Philip Morris et British American Tobacco menacés

Les cantons de Neuchâtel et du Jura sont directement concernés par l’accord de libre-échange agricole en négociation avec l’Union européenne. Leurs plus gros contribuables, Philip Morris et British American Tobacco, vont peut-être devoir restreindre leurs activités sur le sol suisse.

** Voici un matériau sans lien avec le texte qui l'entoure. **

PR #11883, opened 2026-02-17
feat: Make `--profile` and `--anon-profile` filename optional

anthonyshew:
## Summary

- `--profile` and `--anon-profile` no longer require a filename argument
- When no filename is provided, defaults to `profile.<unix_timestamp_ms>` (and `profile.<unix_timestamp_ms>.md` for the markdown summary)

### Usage

```sh
# Before: filename required
turbo run build --profile my-trace.json

# Now: filename is optional
turbo run build --profile
# Produces profile.1739836800000 and profile.1739836800000.md
```

### Testing

New tests cover:
- CLI parsing accepts `--profile` without a value
- Default filename generation produces `profile.<timestamp>` pattern
- Explicit filenames still work as before
- `--profile` and `--anon-profile` remain mutually exclusive

### DIFF
--- a/apps/agents/next-env.d.ts
+++ b/apps/agents/next-env.d.ts
@@ -1,6 +1,6 @@
 /// <reference types="next" />
 /// <reference types="next/image-types/global" />
-import "./.next/dev/types/routes.d.ts";
+import "./.next/types/routes.d.ts";
 
 // NOTE: This file should not be edited
 // see https://nextjs.org/docs/app/api-reference/config/typescript for more information.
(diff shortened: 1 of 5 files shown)


crates/turborepo-lib/src/cli/mod.rs
```diff
@@ -3158,10 +3184,13 @@ mod test {
 
     #[test]
     fn test_profile_usage() {
-        assert!(Args::try_parse_from(["turbo", "build", "--profile", ""]).is_err());
-        assert!(Args::try_parse_from(["turbo", "build", "--anon-profile", ""]).is_err());
+        // Without a filename, profile should still be accepted
```
anthonyshew, line 3187:
```suggestion
```

anthonyshew:
The Windows failure is a flake. Merging.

En effet, l’accord de libre-échange agricole comprend tout un pan sanitaire qui interdit la production de cigarettes particulièrement nocives, contenant plus de 10 mg de goudron, 1 mg de nicotine et 10% de monoxyde de carbone. Une grande part des cigarettes fabriquées par Philip Morris et BAT dépassent ces normes et est destinée au marché asiatique et du Moyen-Orient.
 
 
Emplois en danger
 
Si l’accord de libre-échange agricole est conclu tel quel, les cigarettiers suisses pourraient délocaliser leur production hors de l’Europe. Environ 3000 emplois sont menacés, dont 800 dans le canton de Neuchâtel.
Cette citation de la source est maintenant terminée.